The Degradation of Human Communication
Linguists at Germany’s Max Planck Institute have discovered that chatbots are changing human speech, making it more formulaic. An analysis of 740,249 hours of human discourse from YouTube academic talks and conversational podcast episodes across multiple disciplines revealed that since 2022, the use of the words “delve”, “comprehend” increased by 25% to 50%, “meticulous” by 12% after release of ChatGPT. A closed loop is forming: neural networks copy human speech, humans adopt AI-generated patterns, and new models are trained on this hybrid. This is particularly noticeable in academic writing (47% cliché adoption) and business correspondence (33%).
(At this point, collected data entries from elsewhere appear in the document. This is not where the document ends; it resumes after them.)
PR #923, opened 2015-01-20
replace marketplace logo with PNGs

spasovski:
No bug number associated. May appear cropped when checking in desktop responsive (on certain widths) but it won't be in reality since the rules won't inherit from the body 'desktop' class.


src/media/css/header.styl
```diff
@@ -620,3 +621,10 @@ main:before {
         }
     }
 }
+
+@media $retina-tablet {
+    .desktop .site-header .wordmark {
```
ngokevin: it'd be nice if we can untangle the specificity here

src/media/css/header.styl
```diff
@@ -620,3 +621,10 @@ main:before {
...
+        background: url(../img/pretty/marketplace-beta-logo2X.png) 0 50% no-repeat;
+        background-size: 232px auto;
```
ngokevin: can't you specify the size in the same rule above

src/media/css/header.styl
```diff
@@ -538,7 +538,8 @@ main:before {
             width: 232px;
 
             .desktop & {
-                background: url(../img/pretty/marketplace-beta-logo.svg) 0 50% no-repeat;
+                background: url(../img/pretty/marketplace-beta-logo.png) 0 50% no-repeat;
+                background-size: 232px auto;
```
ngokevin: size above/g

ngokevin:
Looks truncated at all widths for me. It'd also be a good idea to check it on a device if you have one handy.

screen shot 2015-01-20 at 6 48 10 pm
screen shot 2015-01-20 at 6 48 05 pm

Issue #910, opened 2015-01-15
CSS issue with the validation tooltip on https://marketplace.firefox.com/fxa-migration 


vladikoff:
The arrow offset seems to be wrong in Chrome and FF on OS X.

![image](https://cloud.githubusercontent.com/assets/128755/5751812/8ad899d0-9c37-11e4-8da0-76ee4abce4bf.png)

spasovski:
Seems consistent. Where do you expect it to be?

vladikoff:
The correct style is this:

![image](https://cloud.githubusercontent.com/assets/128755/5752104/d361cf0a-9c3c-11e4-8e6a-c4851ca7e2d2.png)

spasovski:
Been a long day. Yea the arrow looks like a diamond otherwise.

mstriemer:
We're dropping the migration flow this week so this will go away.

PR #925, opened 2015-01-20
Fix the fxa migration errow

mstriemer:
As mentioned in #910, the errow for the FxA migration is wonky. This fixes it.

screenshot 2015-01-20 16 08 22


mstriemer:
Actually we're pulling this out this week.

PR #926, opened 2015-01-21
update app list and search tests with bug fixes along the way

ngokevin:
- update unit tests
- update account settings tests
- update category tests by adding tests for the sort filters
- have a DRYified test that tests New, Popular, Reco, Cat, Search, Purchases, Brand, Collection, Shelf pages. Since they are all app list pages 
- fix the ```src``` for shelves
- rename ```new-pop-tabs``` to ```app-list-sort```
- fix category/search page loadmore
- add loadmore tests to app list pages
- strip some Search page UI tests it is being tested by the common app_list tests
- change app limit from 25 to 24 to make all app list pages fetch the same amount and be divisible by 8
- add cache=1&vary=0 to feed detail endpoints
- add pagination cache rewrite to recommended endpoint
- move search/main.html to search.html
- add compat filter tests to all app lists


spasovski:
I can't get a single test to pass locally though it might be something with my setup (running flue). There is also this issue on the category pages (which I think is something to do with Nightly vs Beta) so we'll need to position these based on the largest (in height) container with a vertical align of middle. I can do that for you if you wish.

ngokevin:
These tests are still a WIP. But more are passing than before. I'd like to merge some at a time.

ngokevin:
There's also some bug fixes, I'm mostly looking for code quality review and spot check.

I can remove my attempt to fix the vert align.

src/media/js/compatibility_filtering.js
```diff
@@ -55,7 +55,7 @@ define('compatibility_filtering',
         actual_device = capabilities.widescreen() ? 'tablet' : 'mobile';
     }
 
-    // For mobile phones, set limit to 10, otherwise use the default, 25.
+    // For mobile phones, set limit to 10, otherwise use the default, 24.
```
spasovski: When did this change?

ngokevin: Now. Because it wasn't divisible by 8

spasovski:
I would say ignore the vert fix change (you can leave it in the PR) since the current version isn't good enough either and will need work. I do like its container rename.

src/templates/_macros/feed_item.html
```diff
@@ -191,6 +191,8 @@ <h1 class="name">{{ coll.name|translate(coll)|safe }}</h1>
 
 {% macro collection_landing(coll) %}
   {# Used both for collections and shelves. Reduce, reuse, recycle. #}
+  {% set src = 'operator-shelf-element' if coll.carrier else 'collection-element' %}
```
spasovski: Good call since we reuse this.

tests/ui/search.js
```diff
@@ -1,56 +1,38 @@
...
-            });
-            test.assertVisible('.search-listing li a.mkt-tile');
-            var href = this.getElementAttribute('.search-listing li a.mkt-tile:nth-child(1)', 'href');
-            test.assertEqual(href.split('?')[1], 'src=search');
-            // Test we don't make the author a link on listing pages.
-            test.assertDoesntExist('.mkt-tile .info .author a');
-            test.assertVisible('#search-results .expand-toggle');
+            test.assertSelectorHasText('.search-results-header', '42 Results');
+
             casper.click('li.loadmore button');
```
spasovski: Nitpick but might want to use '.button' if we ever change it to an `<a>`.

tests/ui/search.js
```diff
@@ -1,56 +1,38 @@
...
         });
 
-        casper.waitForSelector('.search-listing li:nth-child(42)', function() {
+        // Test search results count in header after clicking `Load more`.
+        casper.waitForSelector('.app-list-app:nth-child(42)', function() {
```
spasovski: `42` seems hard-coded in a few places. Not sure if it will change often but might want to declare it above somewhere.

tests/ui/search.js
```diff
@@ -59,38 +41,36 @@ casper.test.begin('Search baseline tests', {
...
-                    cache: '1', dev: 'desktop', device_override: 'desktop', lang: 'en-US', limit: '25', q: 'test', region: 'us', vary: '0'
+                    // device_override present in query string because we
+                    // inject everything except 'src' from page query string.
+                    cache: '1', dev: 'desktop', device_override: 'desktop',
+                    lang: 'en-US', limit: '25', q: 'test', region: 'us',
+                    vary: '0'
                 });
 
-                // There should be 26 elements in the listing: 25 items + "load more".
+                // Should be 26 elements in results: 25 items + "load more".
```
spasovski: @cvan would frown at an incomplete sentence. :smirk:

ngokevin: i frown at +80 chars and extraneous words :stuck_out_tongue:

spasovski:
Looks good and it was clearly a bit of work to fix these up let's merge it.

tests/ui/search.js
ngokevin: search.js will be further refactored and won't be testing app count.

I refactored the 42 into a constants module :)

tests/ui/search.js
ngokevin: Alright. I already refactored loadmore functionality into a function. I changed it to .loadmore button, but good idea I'll change it to .loadmore .button

ngokevin:
thanks

tests/ui/search.js
cvan: I would frown at the period outside of the quotation marks.

```
// Should be 26 elements in results: 25 items + "load more."
```
or

```
// Should be 26 elements in results: 25 items + "More" button.
```

ngokevin: You might be thinking of dialog, where *could* have the period inside the quotation marks, but that's a stylistic preference. But in this case, it isn't dialog, the quotation marks signify an exact string.

PR #928, opened 2015-01-21
fix loading spinner footer overlap (bug 1121215)

spasovski:


ngokevin:
aren't we spinning the spinner within the button?

spasovski:
Not currently. @pwalm thoughts?

ngokevin:
as in aren't we supposed to implement that?*

spasovski:
I was never told to explicitly make the little icon next to the Load More do an animated spin, it's doable just wanted to confirm with Phil.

Researchers admitted that their results raise concerns over the erosion of linguistic and cultural diversity, and the risks of scalable manipulation.
Worse still, communication with real people is falling out of favor among the younger generation. Google is testing a new AI-powered automated system calling, which calls services (auto repair shops, dry cleaners, veterinary clinics) on behalf of the user. It is reported that nearly 90% of users eager to try this feature are young people aged 18 to 24. They try to avoid even phone conversations with others. All that remains is to introduce bots to respond to bots’ requests, and humans in this chain will become redundant.
Returning to Thiel’s “prophecy,” it is worth noting that he clearly supports the US administration’s course toward lifting restrictions on AI development and most likely knew in advance that the White House would adopt this strategy. Yet it’s worth paying attention to the fact that he has branded all those calling for AI regulation as Antichrist’s accomplices. For him, this is not merely a question of profit but a religious war. And this is not just an opinion — it is the worldview of an intellectual billionaire who successfully lobbied for his protégé, JD Vance, to be appointed as Vice President of the United States, evidently aiming his candidature for the presidency in 2028, after Trump steps down.
It is possible that Thiel has outlined the future dividing line of the world, with the USA on one side and the EU and China on the other. But in this confrontation, humans themselves are conspicuously absent. For some reason, the pursuit of digital technological progress does not seem to include the idea of human development. Thiel does not consider this possibility at all. And he is not alone. This is the consensus of the global elite.
Meanwhile, it is precisely the development of Man — the unfolding of his inner potential — that remains the only alternative to both Armageddon and the Techno-Antichrist, whether AI-driven or not. Otherwise, humanity is doomed.